Trouble is, there is no OOP "standard." OOP correctness is largely left to opinion. We can set a baseline of concepts that a given language must support in order to be considered OOP, but that's only half the battle. It's also important to know, that OOP is not the panacean solution to software. There will be, and already are, paradigm shifts that render OOP obsolete as well. OOP is not something you do, or write. OOP is a mindset, and the proper mindset facilitates the implementation of said in languages that support it.

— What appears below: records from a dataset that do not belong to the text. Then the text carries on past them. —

PR #5771, opened 2025-10-20
Add block size to head block cut log message

### LINKED ISSUE #5770: Add block size to head block cut log message

I recently experienced repeated OOMKilled issues in the ingester due to simultaneous flushing of large blocks. The root cause was that multiple oversized head blocks were being cut and flushed concurrently, causing memory spikes that exceeded Kubernetes resource limits.

After extensive troubleshooting and log analysis, I resolved the issue by tuning `max_block_bytes` and `max_block_duration`. However, it took significant time to identify that abnormally large blocks were the culprit because the current log message doesn't include the block size:

```
level=info msg="head block cut. enqueueing flush op" tenant=*** block=0e5151dd-4a5f-4fbe-b24e-d946f6faf894
```

Without size information, it's hard to tell:
- Whether blocks are being cut due to size limit or duration limit
- If certain tenants are generating abnormally large blocks
- The correlation between block sizes and memory pressure/OOMKilled events

Add a `size` field to the "head block cut" log message to show the actual size of the block being cut:

```
level=info msg="head block cut. enqueueing flush op" tenant=*** block=0e5151dd-4a5f-4fbe-b24e-d946f6faf894 size=134217728
```

This would provide immediate visibility into:
- Real-time block sizes for each tenant
- Whether blocks are hitting the configured `max_block_bytes` limit (e.g., 128 MiB = 134217728 bytes)
- Patterns that lead to memory pressure and OOMKilled events
- Data-driven decisions for tuning block size limits

**Implementation approach:**
Modify `modules/ingester/flush.go` to retrieve the block size from the completing blocks list after `CutBlockIfReady()` returns and include it in the log message.

1. **Using existing metrics**: The `tempo_ingester_flush_size_bytes` histogram exists, but it only records sizes after blocks are flushed to backend storage, which is too late for correlating with OOMKilled events that occur during the completion phase.

2. **Enabling debug logging**: This generates excessive noise in production and doesn't provide structured data for analysis.

3. **Modifying `CutBlockIfReady()` return signature**: Returning both block ID and size would require updating all callers and test code, making it more invasive.

4. **Adding size to "block completed" log**: By the time completion finishes, the memory spike has already occurred, making it less useful for real-time incident diagnosis.

**Additional context**

This enhancement is particularly valuable for:
- **Incident response**: Quickly identifying memory pressure causes during OOMKilled events
- **Multi-tenant environments**: Understanding which tenants generate large blocks that could impact stability
- **Configuration optimization**: Making data-driven decisions for `max_block_bytes` and `max_block_duration` settings per tenant
- **Capacity planning**: Understanding typical block size patterns across different workloads

When oversized blocks are cut simultaneously across multiple tenants, they consume significant memory during the completion and flush process, which can trigger OOMKilled in resource-constrained Kubernetes environments. Having block size in the logs provides the critical data needed to tune ingester configuration and prevent such issues.

MinhoJJang:
## What this PR does / why we need it

This PR adds a `size` field to the "head block cut" log message in the ingester. Currently, when a block is cut, we only log the tenant and block ID, making it difficult to diagnose memory-related issues and understand block cutting behavior.

## Changes

- Modified `modules/ingester/flush.go` to retrieve and log the block size when cutting a head block
- The block size is obtained from the completing blocks list after `CutBlockIfReady()` returns

## Example log output

**Before:**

Many OO purists would argue that VB is not OO because it lacks implementation inheritance (and other things, but this being most notable). True, those who build simple frontends in VB probably never spend time learning OO concepts, but if anyone has actually employed VB in a production environment (e.g. a WinDNA architecture), then they are most certainly familiar with OO concepts. One could even say VB was more advanced than the more traditional languages in terms of OO, as older languages had to be retrofitted with concepts like separation of interface from implementation (don't quote me on that, I don't know when C++ added the idea of abstract base classes).
If we define OO as requiring: polymorphism, genericity, object identification, object messaging, implementation inheritance, etc. (as a lot of OO people do), then almost all languages fall short, with the exception of Smalltalk
Conclusion: I don't consider VB to be the most complete OO environment, but to think of it as being OO inept isn't accurate.